Que de jeito outro iria tal poeta
Colocar-se a movimentar senão
Num disparo torto da fuga alcançar?
O poeta, aquele torto de andar,
Correu-se do lado outro a cantar.
Que todo jeito é jeito pra tal poeta
Colocar-se a girar e fazer
Um riso torto de tropeçar.
Diz-se das pessoas todas, pelos cantos todos,
Que uns são de linha reta,
Outros são de andar já torto,
Diz-se desses que os cantos
São de poesia e que nela uns usam
Capa de proteção, outros adoram se ensopar.
Parece que cansam-se os dois.
Os dois poetas se cansam de ser tortos.
Na tempestade. De vez em vez: cansam-se.
Mas a tempestade só se ri:
Não há o poeta, nem um nem o outro,
Há só a água que dela cai e que dela
Foge um, pra ela corre outro.
O torto que chora não sai do lugar
Esperando ela passar,
Quando sai se molha demais e fica doente.
O torto que anda só fica de um lado pro outro
A lhe procurar,
Quando sossega não entende o que é permanecer.

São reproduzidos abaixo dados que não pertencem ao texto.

PR #9984, opened 2026-06-09
teams: smoother survey demographics handling (fixes #9983)

### LINKED ISSUE #9983: add optional demographics form to public surveys

Mutugiii:
Fixes #9983

Add the optional demographics information form at the end of public surveys

image

### DIFF
--- a/gateway/src/modules/public/services/surveys.service.ts
+++ b/gateway/src/modules/public/services/surveys.service.ts
@@ -112,8 +112,28 @@ const normalizeAnswers = (answers: any[] = []): StoredPublicAnswer[] => answers.
   'passed': isValidAnswer(answer)
 }));
 
-const sanitizePublicSubmissionUser = (user: PublicSubmissionPayload['user']) => {
+const validatePublicSubmissionUser = (user: PublicSubmissionPayload['user']) => {
+  if (user === undefined) {
+    return null;
+  }
+
   if (!user || typeof user !== 'object' || Array.isArray(user)) {
+    return 'user must be an object';
+  }
+
+  if ('age' in user && (typeof user.age !== 'number' || !Number.isInteger(user.age) || user.age < 1 || user.age > 130)) {
+    return 'user.age must be an integer between 1 and 130';
+  }
+
+  if ('gender' in user && (typeof user.gender !== 'string' || ![ 'male', 'female' ].includes(user.gender.trim()))) {
+    return 'user.gender must be either male or female';
+  }
+
+  return null;
+};
+
+const sanitizePublicSubmissionUser = (user: PublicSubmissionPayload['user']) => {
+  if (!user) {
     return {};
   }
 
@@ -121,11 +141,11 @@ const sanitizePublicSubmissionUser = (user: PublicSubmissionPayload['user']) => 
   const age = user.age;
   const gender = typeof user.gender === 'string' ? user.gender.trim() : '';
 
-  if (typeof age === 'number' && Number.isInteger(age) && age >= 0 && age <= 130) {
+  if (typeof age === 'number') {
     sanitizedUser.age = age;
   }
 
-  if (gender === 'male' || gender === 'female') {
+  if (gender) {
     sanitizedUser.gender = gender;
   }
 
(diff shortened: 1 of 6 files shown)


Mutugiii:
@codex review

paulbert:
Tried a couple of times, but I'm not seeing the info from that form being reflected in the data export. The last two entries were made with this branch.

image

UPDATE: I see there were changes to the planet gateway service. Using the image from this branch fixes that issue.

gateway/src/modules/public/services/surveys.service.ts
```diff
@@ -108,6 +112,26 @@ const normalizeAnswers = (answers: any[] = []): StoredPublicAnswer[] => answers.
...
+const sanitizePublicSubmissionUser = (user: PublicSubmissionPayload['user']) => {
+  if (!user || typeof user !== 'object' || Array.isArray(user)) {
+    return {};
+  }
+
+  const sanitizedUser: NonNullable<PublicSubmissionPayload['user']> = {};
+  const age = user.age;
+  const gender = typeof user.gender === 'string' ? user.gender.trim() : '';
+
+  if (typeof age === 'number' && Number.isInteger(age) && age >= 0 && age <= 130) {
```
paulbert: Should at least log if not throw something if age is in the payload and not in the correct range.

I think in the frontend this is limited by a minimum year, not maximum age as well. Not ideal to have the mismatch here as in a few years a valid form value will be removed here. Also frontend rejects age 0, but this would accept that.

gateway/src/modules/public/services/surveys.service.ts
```diff
@@ -108,6 +112,26 @@ const normalizeAnswers = (answers: any[] = []): StoredPublicAnswer[] => answers.
...
+    sanitizedUser.age = age;
+  }
+
+  if (gender === 'male' || gender === 'female') {
```
paulbert: Same as above, log or throw an error if the value exists and is invalid.

src/app/exams/public-surveys/public-survey.component.html
```diff
@@ -52,6 +44,30 @@
   </div>
 </planet-exams-question-frame>
 
+<div *ngIf="survey && showDemographics && !isSubmitted" class="state-view">
```
paulbert: Is there a reason why this form has the fields flipped from the "Record Survey" version?

Generally not ideal that this is duplicated from that, but I see that is also a bit entangled with the UsersUpdateComponent so I think this is OK.

src/app/exams/public-surveys/public-survey.component.ts
```diff
@@ -45,7 +35,16 @@ export class PublicSurveyComponent implements OnInit {
   isLoading = true;
   isSubmitting = false;
   isSubmitted = false;
+  showDemographics = false;
   readonly answer = new FormControl<ExamAnswerValue>(null, { validators: examAnswerValidator });
+  readonly demographicsForm = this.fb.group({
+    birthYear: this.fb.control<number | null>(null, [
+      Validators.min(1900),
```
paulbert: It would be cleaner with the backend to match this to the current year minus 130 rather than a minimum year.

src/app/exams/public-surveys/public-survey.component.ts
```diff
@@ -126,4 +137,22 @@ export class PublicSurveyComponent implements OnInit {
...
+    const user: PublicSurveyDemographics = {};
+
+    if (birthYear !== null) {
+      user.age = new Date().getFullYear() - birthYear;
+    }
+    if (gender) {
+      user.gender = gender;
+    }
+
+    return Object.keys(user).length > 0 ? user : undefined;
```
paulbert: I think you should just return the user here. There's no check from here to the database on whether the user object is undefined other than to turn it into an empty object if it is.

By explicitly setting it to undefined if it's an empty object, you're setting an expectation that that matters somewhere in the application.

paulbert (approved):
Looks like it's working as expected, nice work!

I've got some comments on error handling, formatting, and code quality, but I'll go ahead and approve.

dogi (approved):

A terra ressente-se dos seres tortos,
Reclama com a tempestade a lentidão
Que aos dois se faz idêntica:
Velocidade de um só pra esconder,
Velocidade do outro só pra exagerar.
No que o poeta torto de chorar
Corre pra das estações o mudar escapar,
O poeta torto de andar
Corre pra das estações a permanência não se mostrar.
Ressente-se a terra dos seres tortos,
Colocados na margem,
Quando o seu cheiro molhado predizendo a água
Convida-os a dela se afastarem,
Por razão uma ou outra,
Não fecundam eles a contradição
Linda e torta – céu e terra:
Poesia com vida.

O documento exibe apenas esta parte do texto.